Finding globally optimal macrostructure in multiple relation, mixed-mode social networks

From the outset, computational sociologists have stressed leveraging multiple relations when blockmodeling social networks. Despite this emphasis, the majority of published research over the past 40 years has focused on solving blockmodels for a single relation. When multiple relations exist, a reductionist approach is often employed, where the relations are stacked or aggregated into a single matrix, allowing the researcher to apply single relation, often heuristic, blockmodeling techniques.
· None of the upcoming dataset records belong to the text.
PR #607, opened 2023-03-10
fix: issues with power apps (icon, onClick/Change)

nmerget:


packages/components/_templates/power-apps/new/comp-xml.ejs.t
```diff
@@ -11,18 +11,61 @@ force: true
...
+				  <% } -%>
+
+				  <% if(typeof prop.type !== 'undefined' && prop.type !== "Icon" && prop.type !== "DefaultVariant"){ -%>
+                  of-type="<%= prop.type %>"
+                  <% } else if(prop.type === "Icon"){ -%>
+                  of-type="Enum">
+                  <value name="None" display-name-key="None">_</value>
+                  <value name="Account" display-name-key="Account">account</value>
+                  <value name="Edit" display-name-key="Edit">edit</value>
+                  <!-- TODO: Add other icons here -->
```
mfranzke, line 35: we could make this a freetext field as well, as there might be icons in the hundrets and we would need to maintain this list in here.

nmerget: Hmm, but for a default user who doesn't know about icons it would be better to have a dropdown. 
Also we should show the icons in the dropdown somehow...

nmerget: image

This would be perfect for a user I think

mfranzke (dismissed):

mfranzke (approved):

PR #609, opened 2023-03-10
feat: playwright component all variants

dkolba:


e2e/Dockerfile
```diff
@@ -9,7 +9,6 @@ COPY packages/ packages/
 # Install dependencies
 RUN npm install
 # Install browsers
```
mfranzke, line 11:
```suggestion
```

If we remove the command, we most likely should remove the comment as well.

nmerget (approved):

PR #610, opened 2023-03-10
fix: issue with patternhub example list

nmerget:


showcases/patternhub/styles/globals.scss
```diff
@@ -23,16 +23,16 @@ iframe {
 }
 
 .example-list {
-	display: flex;
-	flex-direction: column;
-	width: fit-content;
-	padding: 16px;
```
mfranzke, line 29: Why do you remove those two as well ?

PR #611, opened 2023-03-10
chore: update component parser to use all components

nmerget:
- Add remaining components to component parser
- Add tailwind to get access to classes with db spacings


showcases/patternhub/pages/iframe/index.tsx
```diff
@@ -15,7 +15,7 @@ const IframeComponent = () => {
 
 	return (
 		<div
-			className={`iframe-component-container db-ui-${tonality} db-bg-${color}`}>
+			className={`flex flex-col p-fix-md db-ui-${tonality} db-bg-${color}`}>
```
mfranzke, line 18: why is it necessary to switch to tailwind?

showcases/patternhub/package.json
```diff
@@ -30,10 +31,13 @@
     "@types/node": "18.15.0",
     "@types/react": "18.0.28",
     "@types/react-dom": "18.0.11",
+    "autoprefixer": "^10.4.14",
     "eslint": "8.35.0",
     "eslint-config-next": "13.2.4",
     "open-cli": "^7.1.0",
+    "postcss": "^8.4.21",
     "sass": "^1.58.3",
+    "tailwindcss": "^3.2.7",
```
mfranzke, line 40: I don't see the need to integrate tailwind.

nmerget: We can use it to expose our variables as classes. UX can use e. g. `p-fix-md` which is the same as `padding: $db-spacing-fixed-md`. They can basically style everything with that in the iFrame

showcases/patternhub/pages/iframe/index.tsx
nmerget: It's not necessary for this part, it's for the iframe. But why not use it here ;)

mfranzke: As discussed, we won't need it and therefor shouldn't integrate it.

nmerget: I disagree with this, I removed it for now. Let's see what UX will say and what they want to use. If they want to set custom spacings, the tailwind approach would be easy...

showcases/patternhub/package.json
```diff
@@ -14,7 +14,8 @@
     "lint": "next lint",
     "next:dev": "next dev",
     "next:start": "next start",
-    "start": "npm-run-all copy next:start"
+    "start": "npm-run-all copy next:start",
+    "tailwind:generate": "tailwind -i ./styles/tailwind.css -o ./styles/tailwind.generated.css"
```
mfranzke, line 18: do we still need this ?

mfranzke (approved):

PR #624, opened 2023-03-13
fix: issue with forwardRef

nmerget:


packages/components/src/components/input/input.lite.tsx
```diff
@@ -22,7 +16,6 @@ useMetadata({
 export default function DBInput(props: DBInputProps) {
 	// This is used as forwardRef
 	let component: any;
-	const formRef = useRef<HTMLInputElement>(null);
```
mfranzke, line 25: Do we need this change within `packages/components/src/components/tab/tab.lite.tsx` as well ?

nmerget: Good question, I would keep it for now, because `tab` was just a test component and we have to rework it anyways.

mfranzke (approved):

PR #626, opened 2023-03-13
fix: e2e tests

mfranzke:
fixed heavily supported by @dkolba.

- we don't need `RUN npx playwright install`
- we shouldn't depend on a `build` previous to running the `e2e` process, but couldn't run `RUN npm run build` with confidence within _docker_ at the moment.


nmerget:
Can you update the `README.md` inside `e2e` directory? We need to run `npm run build` before right?

mfranzke:
@nmerget done that.

PR #638, opened 2023-03-14
fix: issue with xo and add addtional comments to exceptions

nmerget:
- Changed rules for `xo` or add a comment for exceptions
- Increase js-heap for `xo `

Accordingly, in this article, we develop an exact procedure for the exploratory blockmodeling of multiple relation, mixed-mode networks. In particular, given (a) $N_1$ actors, (b) $N_2$ events, (c) an $\left(N_1\times N_1\right)$ binary one-mode network depicting the ties between actors, and (d) an $\left(N_1\times N_2\right)$ binary two-mode network representing the ties between actors and events, we use integer programming to find globally optimal $\left(P_1\times P_1|P_1\times P_2\right)$ image matrices and partitions, where $P_1$ and $P_2$ represent the number of actor and event positions, respectively. Given the problem’s computational complexity, we also develop an algorithm to generate a minimal set of non-isomorphic image matrices, as well as a complementary, easily accessible heuristic using the network analysis software Pajek. We illustrate these concepts using a simple, hypothetical example, and we apply our techniques to a terrorist network.